Ich selbst habe kein Smartphone und daher auch keine entsprechende Zyklus-App, sondern ich verwende eine hochkonfigurierbare und individualisierbare (Buzzwords!!) Zykluskurve aus Papier zur Zyklusaufzeichnung und zur Verhütung nach der symptothermalen Methode der Malteser AG NFP.

Für diese Art der Zyklusbeobachtung gibt es auch eine iPhone-App namens iNFP. Die ist leider auch ein bisschen pinkig, aber angesichts der zugrundeliegenden Methode wahrscheinlich nicht ganz so furchtbar blümchenlifestyleartig wie die anderen Apps aus dem lila Gruselkabinett. Mangels Smartphone kenne ich sie nicht persönlich, aber wer mal gucken möchte: https://itunes.apple.com/de/app/infp-naturliche-familienplanung/id425164872

Hier ist noch eine zufriedene OvuView und Android Nutzerin.
Ich wünschte wirklich, für iOS würde es was vergleichbares geben! Ich habe erst gestern mal wieder den Appstore durchsucht, in der Hoffnung auf einen erträglichen Menstruationskalender für das iPad, aber mit ging es wie dir: Ich habe mich mit Grauen abgewendet.

Das von Laurie genannte iNFP verwende ich um meine Zykluskurven zu führen und bin damit recht zufrieden. Gut, auch hier ein kleines bisschen Pink und Herzchen als Symbol für Sex. Im großen und ganzen aber erträglich und eher nüchtern.
Ist aber als reiner Menstruationskalender, wenn man nicht symptothermal seinen Zyklus beobachtet/verhütet/schwanger werden möchte eher weniger zu gebrauchen.

Ich benutze MaeGirls. Das gibts aber wohl nur auf Maemo. Es hat nicht viele Funktionen und es finden sich keine Blumen, kein rosa oder sonstige Cuteness darin. Aber Maemo ist ja auch nur so ein Randgruppenlinux.
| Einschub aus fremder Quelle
PR #1204, opened 2023-11-11
chore: remove bdk dependency on log and dev dependency on env_logger

notmandatory:
### Description

As suggested by @TheBlueMatt we shouldn't use the `log` crate because even though it is a rust-lang project is may depend on some other crates that aren't as well maintained. Since we were only use `log` in a few places and not it any other bdk workspace projects except the `bdk` package I removed it. 

### Notes to the reviewers

For consistency I also removed the `env_logger` from the dev dependencies since it was only being used in a few places in a couple examples and println! is adequate for examples. 

### Changelog notice

None

#### All Submissions:

### DIFF
--- a/crates/bdk/Cargo.toml
+++ b/crates/bdk/Cargo.toml
@@ -13,7 +13,6 @@ edition = "2021"
 rust-version = "1.57"
 
 [dependencies]
-log = "0.4"
 rand = "^0.8"
 miniscript = { version = "10.0.0", features = ["serde"], default-features = false }
 bitcoin = { version = "0.30.0", features = ["serde", "base64", "rand-std"], default-features = false }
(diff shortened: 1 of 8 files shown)


evanlinjin (approved):
ACK 18e9e0a645384eddc3f66519cd0d5e0ff6eb3933

danielabrozzoni:
Should we open an issue to introduce some sort of diy logger as ldk does?

ACK 18e9e0a645384eddc3f66519cd0d5e0ff6eb3933

notmandatory:
> Should we open an issue to introduce some sort of diy logger as ldk does?

I just created a placeholder issue.

notmandatory:
rebased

Ich benutze Papierkalender die mensch als Werbegeschenk aus der Apotheke kriegt und hab mich schon öfters über die Pillenwerbung geärgert der ich mich damit aussetze. 2012 hatte ich immerhin einen Kalender mit Schmerzmittelwerbung, war besser. Pink waren die Kalender übrigens nicht, eher grün und gelb, warum auch immer.
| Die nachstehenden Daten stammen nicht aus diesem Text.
PR #1207, opened 2023-11-13
ci: Pin jobserver after cc

danielabrozzoni:
Since now only cc depends on jobserver, it should be pinned after we pin cc

#### All Submissions:


notmandatory (approved):
ACK 298f6cb1e881806db82e40071169dfba91f8f95c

Habt ihr eine spontane Idee für ein Symbol für Sex, das kein Herzchen ist? (Wir werkeln nämlich gerade an einem kostenlosen Open Source Programm, das nach den Malteser NFP-Regeln auswertet und von Feminist*innen kopfschmerzfrei benutzt werden kann. „Multiple Partner*innen“ hab ich mir schon mal aufgeschrieben.)
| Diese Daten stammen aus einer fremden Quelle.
PR #1225, opened 2023-11-20
esplora: fix incorrect gap limit check in blocking client

darosior:
The gap limit was checked such as if the last_index was not None but the last_active_index was, we'd consider having reached it. But the last_index is never None for this check. This effectively made it so the gap limit was always 1: if the first address isn't used last_active_index will be None and we'd return immediately.

Fix this by avoiding error-prone Option comparisons and correctly checking we've reached the gap limit before breaking out of the loop.

### DIFF
--- a/crates/esplora/src/async_ext.rs
+++ b/crates/esplora/src/async_ext.rs
@@ -259,7 +259,13 @@ impl EsploraAsyncExt for esplora_client::AsyncClient {
                     }
                 }
 
-                if last_index > last_active_index.map(|i| i.saturating_add(stop_gap as u32)) {
+                let last_index = last_index.expect("Must be set since handles wasn't empty.");
+                let past_gap_limit = if let Some(i) = last_active_index {
+                    last_index > i.saturating_add(stop_gap as u32)
+                } else {
+                    last_index >= stop_gap as u32
+                };
+                if past_gap_limit {
                     break;
                 }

Ist zwar inzwischen besser geworden, aber das Grundproblem der Feministinnen bleibt: Über die von Männern gemachte Welt beschweren könnt ihr euch. Aber selber machen ist nicht. Ich sage nicht, dass die Kritik nicht berechtigt ist. Aber wenn es dir nicht passt, dann setz dich doch hin, und programmiere etwas besseres, anstatt an Produkten rumzumäkeln, die wahrscheinlich von Männern geschaffen wurden. Frauen dürfen gerne an einer besseren Welt mitwirken, anstatt nur zu reden, was alles Mist ist.